▸ AIM OF THE EXERCISE
Check each line of the material for the string "when", and copy the lines that have it.

▸ INPUT DATA
PR #1585, opened 2026-07-13
asusctl: update repository location

v1993:
The asusctl project has been moved to https://github.com/OpenGamingCollective/asusctl. No new versions were published in the new location as of now, so this just updates the URL.

### DIFF
--- a/asusctl/.SRCINFO
+++ b/asusctl/.SRCINFO
@@ -16,7 +16,7 @@ pkgbase = asusctl
 	makedepends = rust
 	makedepends = seatd
 	makedepends = systemd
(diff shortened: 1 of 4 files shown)


ptr1337:
I think we could move the whole PKGBUILD to cachyos-aur-derived.

v1993:
What's the exact purpose of that repository? It would be nice to have documentation on what goes where, but it currently doesn't even have a readme.

AFAIK, the asusctl was added here because the AUR package took a long time to update.

vnepogodin (approved):

v1993:
As a side note - asusctl actually got two releases since when I opened this PR.

vnepogodin:
known. updated already

PR #1677, opened 2026-08-05
fix(alsa-ucm-conf): apply upstream patch for Turkish locale

### LINKED ISSUE #533: [Bug]: Upstream alsa-ucm-conf regression affecting Turkish locale on Intel Meteor Lake SOF/SoundWire
### Kernel

7.1.5-1-cachyos

### Desktop Environment / Window Manager

KDE Plasma

### CPU

Intel Core Ultra 7 155H

### GPU / Driver

Intel Arc Graphics / xe

## Summary

This is **not a CachyOS-specific bug**, but it affects CachyOS users.

Initially the installed system exposed only **Dummy Output**, while the CachyOS Live ISO worked perfectly on the same hardware.

After a full investigation, the root cause was identified as an upstream `alsa-ucm-conf` bug.

Upstream issue:

https://github.com/alsa-project/alsa-ucm-conf/issues/824

---

## Affected hardware

- Acer Swift SFG14-72
- Intel Meteor Lake-P HD Audio (8086:7e28)
- SOF + SoundWire

---

## Root cause

The issue is caused by a locale-dependent POSIX regular expression in `sof-soundwire.conf`.

Under `tr_TR.UTF-8`, ALSA fails to import the UCM profile. As a result, PipeWire/WirePlumber only expose the `off` profile and the desktop shows **Dummy Output**.

The problem is **not** related to PipeWire, WirePlumber, the kernel, firmware or CachyOS packaging itself.

---

## Suggestion

Until the upstream fix is merged and released, CachyOS could consider carrying the small upstream-compatible patch discussed in the ALSA issue for affected users.

I am happy to test candidate patches or provide additional logs if needed.

Thank you.

### Steps to Reproduce

1. Install CachyOS on an Intel Meteor Lake SOF/SoundWire laptop.
2. Use the Turkish locale (`tr_TR.UTF-8`).
3. Log into KDE Plasma.
4. Open the audio settings or run `pactl list cards`.

The system exposes only `Dummy Output` because the HiFi profile is missing.

The same hardware works correctly when booting the CachyOS Live ISO.

### Expected Behavior

The installed system should expose the normal HiFi profile, speakers, headphones and internal microphone exactly like the CachyOS Live ISO.

### Actual Behavior

The installed system exposes only `Dummy Output`.

The HiFi profile is missing because ALSA fails to import the SOF SoundWire UCM configuration under `tr_TR.UTF-8`.

The root cause has been identified as an upstream `alsa-ucm-conf` issue:

https://github.com/alsa-project/alsa-ucm-conf/issues/824

### Logs / Error Messages

No CachyOS-specific logs.  The issue has been isolated to an upstream alsa-ucm-conf bug.  See upstream report: https://github.com/alsa-project/alsa-ucm-conf/issues/824

### Additional Context

The investigation confirmed that:

- The same hardware works correctly with the CachyOS Live ISO.
- The installed system fails only under `tr_TR.UTF-8`.
- The issue has been fully root-caused and reported upstream.
- A temporary downstream patch could be carried until the upstream fix is released.

Upstream issue:

https://github.com/alsa-project/alsa-ucm-conf/issues/824

SisyphusAeolides:
Backports upstream regex fix from alsa-project/alsa-ucm-conf#824 to resolve Dummy Output issues on Meteor Lake hardware under tr_TR.UTF-8.

Resolves CachyOS/distribution#533

### DIFF
--- a/core/alsa-ucm-conf/PKGBUILD
+++ b/core/alsa-ucm-conf/PKGBUILD
@@ -1,0 +1,36 @@
+# Maintainer: David Runge <dvzrv@archlinux.org>
+# Contributor: Jan Alexander Steffens (heftig) <jan.steffens@gmail.com>
+
+pkgname=alsa-ucm-conf
+pkgver=1.2.16.1
+pkgrel=2
+pkgdesc="ALSA Use Case Manager configuration (and topologies)"
+arch=(any)
+url="https://alsa-project.org/"
+license=(BSD-3-Clause)
+source=(
+  $url/files/pub/lib/$pkgname-$pkgver.tar.bz2{,.sig}
+  fix-turkish-locale.patch
+)
+sha512sums=('df25a29afc3b87347fa89f3fe60ebda68068acdaf68e081b58455ebee319c21e82af4076ba1f10781ba620a9e8efa6e65db27c5989d63a429d44a715dbd1d460'
+            'SKIP'
+            'c52f017b419b8565fc331738938b72aeb2374cac867b06065fcc609fa5eb93c16b3c453d4d0c039617af387afa14f9feed028e210cd77320409afdbb41f3a534')
+b2sums=('753e1775cd99c0f6289507d04760c7a87ead4a0d029a817aa3e6083a30eae123859a91432511f1e5f4daa25ddee960e8f3be130586a2761ee95bf4af40a76a13'
+        'SKIP'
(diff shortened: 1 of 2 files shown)


ptr1337:
Wouldnt this be not better that upstream handles it?

SisyphusAeolides:
> Wouldnt this be not better that upstream handles it?

It is already fixed upstream. This PR backports the targeted upstream regex fix so CachyOS users get the Turkish-locale correction before the next upstream release lands here. Once the relevant upstream release is packaged, we can drop this patch.

PR #1681, opened 2026-08-06
mesa: update to v26.2.0

witchlliee:


ptr1337:
You need to update the rust crates too

witchlliee:
> You need to update the rust crates too

~~I think I will close this one because I still have no idea in how to check for which ones needs updating and to what version. Will have to figure that out later.~~

ptr1337 (approved):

▸ RESULT OF THE TASK
As a side note - asusctl actually got two releases since when I opened this PR.
The same hardware works correctly when booting the CachyOS Live ISO.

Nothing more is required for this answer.